- The Washington Times - Wednesday, October 18, 2006

GREENSBORO, N.C. (AP) - President Bush focused on the gentler side of his agenda Wednesday, promoting education and cheering up sick children.

Less than three weeks to the election, Bush’s interest in the country’s youngest citizens came during a base-building trip to North Carolina, a state he won easily in both his presidential races. But even in the conservative South, many voters have grown unhappy with the president’s leadership as violence reigns in Iraq.

Bush didn’t mention those troubles in his public remarks, but turned on the charm during a visit to a barbecue restaurant and classes at Waldo C. Falkener Elementary School. He greeted lunchtime dinners at Stamey’s, chatting into a cell phone that one man thrust into his hand. Then he ate a classic North Carolina lunch of barbecue pork and chicken.

Noticeably missing on Bush’s North Carolina itinerary were campaign stops with Reps. Charles Taylor and Robin Hayes, a pair of veteran Republicans facing spirited Democratic challenges that could help tip the balance of power in the House. He didn’t go near their districts. Bush was to attend a fundraising dinner for the Republican National Committee at a private residence where no media coverage was allowed.

Rep. Howard Coble, who represents the district that includes the children’s camp, told the News-Record of Greensboro this week that he wasn’t sure what the political value of the visit would be.

“I’m not uncomfortable having him here,” Coble told the News-Record of Greensboro. “I don’t know that it helps. But it doesn’t hurt and it might help. There are a lot of his supporters who are simply not happy with Iraq. I’m not happy about it. But that doesn’t mean I dislike my president.”

At the school, Bush drew excited gasps from fifth grader Ta’kyria Woodard when he entered her class, and he leaned over and whispered in her ear to calm her. Then he went to the third grade computer lab and threw a presidential glare to silence some rambunctious boys. Turning to the cameras, Bush said, “Reminds me of my days in the class.”

Bush’s speech in the school’s multipurpose room was the third event in as many weeks focusing on the classroom. Those speeches come as a series of school shootings in recent weeks have unnerved parents across the nation.

Bush’s signature education bill, No Child Left Behind, is up for reauthorization next year. Congressional Democrats helped hand him a bipartisan victory with that law five years ago. But the politics have changed and a Democratic majority on Capitol Hill could make it tougher for Bush to get the law reapproved without increased funding and other work.

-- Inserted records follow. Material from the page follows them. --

PR #1113, opened 2021-02-03
Enable CallingThreadExecutor for 1% of traffic. 

jkozlowski:
## After this PR
==COMMIT_MSG==
Enable CallingThreadExecutor for 1% of traffic. 
==COMMIT_MSG==


dialogue-serde/build.gradle
```diff
@@ -22,6 +25,7 @@ dependencies {
     implementation 'com.palantir.conjure.java:conjure-lib'
     implementation 'com.palantir.safe-logging:safe-logging'
     implementation 'jakarta.ws.rs:jakarta.ws.rs-api'
+    compileOnly 'org.immutables:value::annotations'
```
jkozlowski, line 28: I feel like metric-schema should add this somehow?

carterkozak: metric-schema doesn't use this, I think it may come from tritium though

jkozlowski: oh interesting

dialogue-serde/src/main/java/com/palantir/conjure/java/dialogue/serde/UseCallingThreadExecutor.java
```diff
@@ -16,29 +16,58 @@
...
+    private final Consumer<RuntimeException> failureConsumer;
+    private final DialogueFeatureFlagsMetrics metrics;
+    private volatile float probability = DEFAULT_PROBABILITY;
+
+    @VisibleForTesting
+    UseCallingThreadExecutor(Random random, TaggedMetricRegistry taggedMetricRegistry) {
+        this.random = random;
+        this.metrics = DialogueFeatureFlagsMetrics.of(taggedMetricRegistry);
+        failureConsumer = runtimeException -> {
+            log.info("Unexpected exception from calling thread executor. Disabling this feature", runtimeException);
```
carterkozak: I'd call this an error, wouldn't you?

I'm not sure how valuable this check is since it's not the most interesting way this could fail (for some definition of interesting), and I think there's a race condition where the caller is interrupted as a retry (or queued request) is submitted which results in RejectedExecutionException, but the system is still working as expected.

dialogue-serde/src/main/java/com/palantir/conjure/java/dialogue/serde/UseCallingThreadExecutor.java
```diff
@@ -16,29 +16,58 @@
...
+            metrics.callingThreadExecutorFailure().mark();
```
carterkozak: I tend to prefer hoisting the `Meter` object to a field so that it's loaded from the TaggedMetricRegistry map once. We could optimize the generated `*Metrics` classes, but that would only apply to metrics with no tags.
This case is expected to be rare, no change requested.

dialogue-serde/src/main/java/com/palantir/conjure/java/dialogue/serde/UseCallingThreadExecutor.java
jkozlowski: aye, going to do as we discussed.

dialogue-serde/src/main/java/com/palantir/conjure/java/dialogue/serde/UseCallingThreadExecutor.java
jkozlowski: Done

dialogue-serde/src/main/java/com/palantir/conjure/java/dialogue/serde/UseCallingThreadExecutor.java
```diff
@@ -49,10 +79,43 @@ static boolean shouldUseCallingThreadExecutor() {
...
+    }
+
+    @VisibleForTesting
+    float getCurrentProbability() {
+        return probability;
+    }
+
+    static UseCallingThreadExecutor get() {
+        return INSTANCE;
+    }
```
carterkozak: This `get` method looks a little odd, I'd probably try to avoid changing the code in `callBlocking`. Perhaps we split the implementation into a package-private-for-testing class which we can instantiate with custom values, and leave this class in place as a static adapter to a singleton instance of that class?

carterkozak (approved):
lgtm, thanks!

dialogue-serde/src/main/java/com/palantir/conjure/java/dialogue/serde/UseCallingThreadExecutor.java
jkozlowski: Done

carterkozak:
oof, hc.apache.org isn't responding, so our builds are red...

carterkozak:
should be back up, I'll make sure this gets rolled out in a WC release in the next hour or so.

fawind (approved):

Bush said the school is an example of why No Child Left Behind should be renewed. He said the percentage of third graders reading at grade level increased from 46 percent to 76 percent in four years.

“I think it would be a huge mistake for the United States Congress not to reauthorize this important piece of legislation,” Bush said. “And the reason I say that is because it’s working. We have achieved concrete results.”

Later, Bush visited Victory Junction Gang Camp for critically ill children. The camp was created by NASCAR driver Kyle Petty and his wife, Pattie, in memory of their son Adam. Adam Petty was killed six years ago in a racetrack crash at age 19.

An Elon University poll last month showed a recent rise in Bush’s approval rating in the state, but more people - 48.5 percent to 45.2 percent - said they disapproved of the president’s performance.

While Bush has expressed complete confidence that Republicans will keep control Congress, Vice President Dick Cheney said Tuesday that the GOP will hold the Senate and has “a good shot at holding the House.”

Snow said any suggestion that Cheney’s confidence has diminished was “over-parsing.”